While the potential security and legal aspects of bring your own device (BYOD) are frequently mentioned by vendors – especially as a good reason to buy their mobile device management software – the plain truth is that there haven’t been many, if any, clear cut cases related to BYOD. Yet.
But as Frances Barker, a partner at Blocks Solicitors, is quick to point out, almost all employment law cases these days do involve IT in some capacity, even if it is just an email sent from a work PC, so it is almost inevitable that one day soon, someone’s personally owned BlackBerry or iPhone will be required to give evidence in court.
And many organisations are clearly concerned – as reflected in the number of enquiries that law firms such as Blocks is receiving.

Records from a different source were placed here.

PR #10218, opened 2023-01-30
Tilt watcher

ndeloof:
**What I did**
imported watcher code from [tilt](https://github.com/tilt-dev/tilt/tree) to support new `compose watch` command

image


go.mod
```diff
@@ -33,6 +33,8 @@ require (
 	github.com/spf13/pflag v1.0.5
 	github.com/stretchr/testify v1.8.1
 	github.com/theupdateframework/notary v0.7.0
+	github.com/tilt-dev/fsevents v0.0.0-20200515134857-2efe37af20de
+	github.com/tilt-dev/fsnotify v1.4.8-0.20220602155310-fff9c274a375
```
thaJeztah, line 37: Do we know what patches are in this fork, and if they were rejected upstream? I know `fsnotify` has had some time where maintenance was slow, but I think it improved in that respect (and I _think_ we have some maintainers on it that are also maintainers for moby/moby)

pkg/watch/pattern_matcher.go
```diff
@@ -0,0 +1,255 @@
...
+
+// PatternMatcher allows checking paths against a list of patterns
+type PatternMatcher struct {
+	patterns   []*Pattern
+	exclusions bool
+}
+
+// NewPatternMatcher creates a new matcher object for specific patterns that can
+// be used later to match against patterns against paths
+func NewPatternMatcher(patterns []string) (*PatternMatcher, error) {
```
thaJeztah, line 58: This looks like a fork of (previously) `github.com/docker/docker/pkg/fileutils.NewPatternMatcher()`. That code was moved to a separate https://github.com/moby/patternmatcher repository (see https://github.com/moby/moby/pull/44226), so possibly this could all use that module (unless there's changes that are not (yet) in that code)

milas: I believe this was forked off primarily so it could use `tilt-dev/dockerignore` which had some fixes to handle edge cases around wildcard globs: https://github.com/moby/moby/issues/41433

That got confirmation it's fixed in HEAD and I just double checked that we're referencing a new enough version from our `go.mod` to get the fix

(There was also https://github.com/moby/moby/pull/42961 which has also been pulled in upstream by Moby)

---

tl;dr I'd use `moby/patternmatcher`!

pkg/compose/watch.go
```diff
@@ -17,96 +17,89 @@ package compose
...
 					return nil
-				case event := <-watcher.Events:
-					log.Println("fs event :", event.String())
-					needRefresh <- service.Name
-				case err := <-watcher.Errors:
+				case event := <-watcher.Events():
+					fmt.Fprintf(s.stderr(), "change detected on %s\n", event.Path())
+
+					for src, dest := range config.Sync {
+						if strings.HasPrefix(event.Path(), src) {
```
milas, line 92: For portability, I'd look at using `filepath.Rel` to determine this:
* It'll call `Clean()` on both paths so separators match (e.g. if you're on Windows but defined your ignores `/a/b/c`)
* It has some (probably imperfect but better than nothing?) case-insensitivity logic for Windows

pkg/compose/watch.go
```diff
@@ -17,96 +17,89 @@ package compose
...
+							needSync <- api.CopyOptions{
+								Source:      event.Path(),
+								Destination: fmt.Sprintf("%s:%s/%s", service.Name, dest, event.Path()[len(src):]),
```
milas, line 95: Ugh, definitely not in-scope for this PR, but we should change `api.CopyOptions` to use full fields for this and do the parsing in the CLI, right now we're doing that all in the backend @ https://github.com/docker/compose/blob/f24d3458c6d05e19519e660e4faa04d47f6db103/pkg/compose/cp.go#L274-L289

pkg/watch/dockerignore.go
```diff
@@ -0,0 +1,146 @@
...
+	return &dockerPathMatcher{
+		repoRoot: absRoot,
+		matcher:  pm,
+	}, nil
+}
+
+func readDockerignorePatterns(repoRoot string) ([]string, error) {
+	var excludes []string
+
+	f, err := os.Open(filepath.Join(repoRoot, ".dockerignore"))
```
milas, line 127: Aren't the `.dockerignore` loading rules more complex than this? (For example, if you have `foo.dockerfile`, won't it auto-use `foo.dockerignore`?) 😬

pkg/watch/notify.go
```diff
@@ -0,0 +1,106 @@
...
+		if err == nil {
+			return size
+		}
+	}
+	return defaultBufferSize
+}
+
+func IsWindowsShortReadError(err error) bool {
+	return runtime.GOOS == "windows" && err != nil && strings.Contains(err.Error(), "short read")
+}
```
milas, line 106: FYI for once we switch off the Tilt fork...this has been superseded by `ErrEventOverflow ` in HEAD @ `fsnotify/fsnotify`

pkg/watch/notify.go
```diff
@@ -0,0 +1,106 @@
...
+func (EmptyMatcher) Matches(f string) (bool, error)          { return false, nil }
+func (EmptyMatcher) MatchesEntireDir(f string) (bool, error) { return false, nil }
+
+var _ PathMatcher = EmptyMatcher{}
+
+func NewWatcher(paths []string, ignore PathMatcher) (Notify, error) {
+	return newWatcher(paths, ignore)
+}
+
+const WindowsBufferSizeEnvVar = "TILT_WATCH_WINDOWS_BUFFER_SIZE"
```
milas, line 89: This sorta ties into below re: short reads, but Tilt would detect these errors and then provide a message back to the user letting them know they should try and raise this limit.

In practice, I'm not sure how often it actually got hit (maybe @nicks knows), so it might be safe to drop configurability entirely here

Otherwise...`s/TILT/COMPOSE/` 😛

pkg/compose/watch.go
milas: Or perhaps `IsChild` from `pkg/watch/paths.go` which is used to filter out watches on descendants of recursively watched paths

milas (approved):

go.mod
thaJeztah: Ah, thanks! Yes, saw the comment later on, and saw that (github indicated "10" commits in the fork);

https://github.com/fsnotify/fsnotify/compare/main...tilt-dev:fsnotify:main

Pinning to a commit from upstream SGTM (short term). I'm mostly trying to avoid having 2 forks of the same dependency (as I know we have fsnotify as dependency in our tree already).

If someone has some cycles to spare to look what patches are not (yet) in upstream, we could contribute them there.

@cpuguy83 were you a maintainer on that repo? Or do I misremember that? (Otherwise I _think_ there's some familiar people on it, that we may try to reach out to to ask for a (pre-)release).

cpuguy83: I think I have commit access in order to get some important changes in, but I wouldn't call myself a "maintainer".

pkg/compose/watch.go
nicks: ya +1 for using IsChild for this kind of comparison.

the things to watch out for are:

- case insensitive file systems (e.g., /path/to/myrepo vs /path/to/MyRepo)
- symlinks, like the /tmp -> /private/tmp symlink

so we tried to avoid string-based functions for doing this kind of check, because the path string we used as input isn't always the same as the path string that the OS attaches to the event.

Lizz and I spent some time trying to pull out a "canonical" version of paths for string comparison
https://github.com/tilt-dev/tilt/pull/5309/files
but got distracted

pkg/compose/watch.go
ndeloof: this indeed is something I had in mind for a while ...

pkg/watch/dockerignore.go
ndeloof: I don't think so. But I might be wrong. I expect users to reming me with new issues if this is the case :)

go.mod
ndeloof: watcher_naive relies on `SetRecursive` which doesn't exist in upstream

PR #10243, opened 2023-02-06
FIX CVE-2021-41092

pyama86:
**What I did**
Hi!
`github.com/docker/cli` have a vulnerbility and then I fixed it.

ref:  https://avd.aquasec.com/nvd/cve-2021-41092

**Related issue**


glours:
👋 @pyama86 
This CVE was fixed in `docker/cli` `20.10.9` and our initial import target a `20.10.20` so Compose isn't concern with this vulnerability. In fact we have a replace rule for the `docker/cli` import and we're using a recent version of the `master` branch of the CLI.
Anyway we could decide to bump the version to `23.0.0` but we should also sync the `docker/docker` and the `moby/buildki` dependencies to be the 3 keys components are compatible

PR #10249, opened 2023-02-07
use CGO to enable fsevent on OSX [ENV-37]

ndeloof:
**What I did**
use CGO so we can rely on fsevent for `compose watch` on MacOS

### DIFF
--- a/Dockerfile
+++ b/Dockerfile
@@ -27,12 +27,16 @@ ARG LICENSE_FILES=".*\(Dockerfile\|Makefile\|\.go\|\.hcl\|\.sh\)"
 # xx is a helper for cross-compilation
 FROM --platform=${BUILDPLATFORM} tonistiigi/xx:${XX_VERSION} AS xx
 
+# osxcross contains the MacOSX cross toolchain for xx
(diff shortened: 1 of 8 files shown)


Dockerfile
```diff
@@ -73,10 +77,12 @@ EOT
 FROM build-base AS build
 ARG BUILD_TAGS
 ARG TARGETPLATFORM
-RUN xx-go --wrap
 RUN --mount=type=bind,target=. \
     --mount=type=cache,target=/root/.cache \
     --mount=type=cache,target=/go/pkg/mod \
+    --mount=type=bind,from=osxcross,src=/osxsdk,target=/xx-sdk \
+    xx-go --wrap && \
+    if [ "$(xx-info os)" == "darwin" ]; then export CGO_ENABLED=1; fi && \
```
nicksieger, line 85: Maybe default CGO_ENABLED to 0 on the other platforms? Not sure if it gets set elsewhere.

```suggestion
    export CGO_ENABLED=0 && \
    if [ "$(xx-info os)" == "darwin" ]; then CGO_ENABLED=1; fi && \
```

Issue #10244, opened 2023-02-06
[BUG] Proxy settings defined in config and no build args in compose file cause build commands to fail


komima:
### Description

When a compose file defines an image to be built, no other build args are provided, build process requires the proxy variables and proxies are set in `config.json`, build fails:

```
panic: assignment to entry in nil map

goroutine 25 [running]:
github.com/docker/compose/v2/pkg/compose.(*composeService).toBuildOptions(_, _, {{0xc0004e0d50, 0x9}, {0x0, 0x0, 0x0}, 0xc000234d80, 0x0, {0x0, ...}, ...}, ...)
        github.com/docker/compose/v2/pkg/compose/build.go:236 +0x31c
github.com/docker/compose/v2/pkg/compose.(*composeService).build.func1({0x2174f20, 0xc0005fa140}, {0xc0004e0d50?, 0x9?})
        github.com/docker/compose/v2/pkg/compose/build.go:68 +0x2b0
github.com/docker/compose/v2/pkg/compose.(*graphTraversal).run.func1()
        github.com/docker/compose/v2/pkg/compose/dependencies.go:127 +0x63
golang.org/x/sync/errgroup.(*Group).Go.func1()
        golang.org/x/sync@v0.1.0/errgroup/errgroup.go:75 +0x64
created by golang.org/x/sync/errgroup.(*Group).Go
        golang.org/x/sync@v0.1.0/errgroup/errgroup.go:72 +0xa5
```

Found this issue when I was testing docker-compose with podman machine, and I needed the results of #10159 to get the proxy vars into the build automatically. I'm not so familiar with Go, but it seems that the [assignment](https://github.com/docker/compose/blob/b3ec110612f36fd358b1fbd6a3caf2647bce7f9a/pkg/compose/build.go#L236) fails due to [flatten result](https://github.com/docker/compose/blob/b3ec110612f36fd358b1fbd6a3caf2647bce7f9a/pkg/compose/build.go#L307) being nil, when there are no build args from the compose file?

### Steps To Reproduce

1. Be behind corporate proxy
2. Add proxies to `~/.docker/config.json`
3. Use a compose file with an image build and no build args
4. `docker compose build` fails with `panic: assignment to entry in nil map` 
5. Add any build arg to the compose file
6. `docker compose build` succeeds

### Compose Version

[...]

PR #10250, opened 2023-02-07
prevent assignment to entry in nil map

ndeloof:
**What I did**
have `flatten` always return non-nil `Mapping` to prevent risk for assignment to entry in nil map.

**Related issue**
closes https://github.com/docker/compose/issues/10244


glours (approved):
LGTM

In broad terms, though, BYOD is already well covered by existing laws and conventions, even if they were not originally written with BYOD in mind. “The laws relevant to BYOD would be the general context of employment law, which will be the Employment Rights Act 1996; the ACAS code of practice on disciplinary and grievance procedures; and, the Data Protection Act,” says Barker.
She continues: “Specifically, in relation to BYOD, it will also depend on the contractual terms under which a person uses their own device – that’s the ‘deal’ between employer and employee.”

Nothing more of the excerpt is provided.